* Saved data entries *
»»

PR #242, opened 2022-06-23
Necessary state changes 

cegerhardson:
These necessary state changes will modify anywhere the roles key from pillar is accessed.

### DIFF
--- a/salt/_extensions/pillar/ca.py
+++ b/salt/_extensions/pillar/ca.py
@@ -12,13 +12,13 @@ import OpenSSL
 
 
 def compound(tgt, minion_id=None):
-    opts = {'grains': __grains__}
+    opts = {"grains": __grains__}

««
»»

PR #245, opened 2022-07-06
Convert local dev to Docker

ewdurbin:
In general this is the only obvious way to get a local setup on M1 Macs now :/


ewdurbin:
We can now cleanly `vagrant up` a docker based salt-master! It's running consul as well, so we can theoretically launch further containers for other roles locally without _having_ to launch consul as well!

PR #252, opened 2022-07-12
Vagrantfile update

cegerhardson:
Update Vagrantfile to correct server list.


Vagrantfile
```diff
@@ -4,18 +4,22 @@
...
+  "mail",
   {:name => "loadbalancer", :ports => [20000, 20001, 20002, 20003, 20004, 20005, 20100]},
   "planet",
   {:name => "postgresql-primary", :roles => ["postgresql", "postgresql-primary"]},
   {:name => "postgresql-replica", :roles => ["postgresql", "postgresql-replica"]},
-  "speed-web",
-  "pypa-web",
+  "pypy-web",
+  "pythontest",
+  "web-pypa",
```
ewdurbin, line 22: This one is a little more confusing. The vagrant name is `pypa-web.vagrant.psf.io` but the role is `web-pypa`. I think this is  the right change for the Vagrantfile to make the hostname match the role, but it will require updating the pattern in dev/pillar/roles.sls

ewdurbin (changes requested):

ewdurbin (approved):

««

* WORK TO COMPLETE *
Pull out every line of the entries that includes the word "postgresql".

* PROBLEM SOLUTION *
   {:name => "postgresql-primary", :roles => ["postgresql", "postgresql-primary"]},
   {:name => "postgresql-replica", :roles => ["postgresql", "postgresql-replica"]},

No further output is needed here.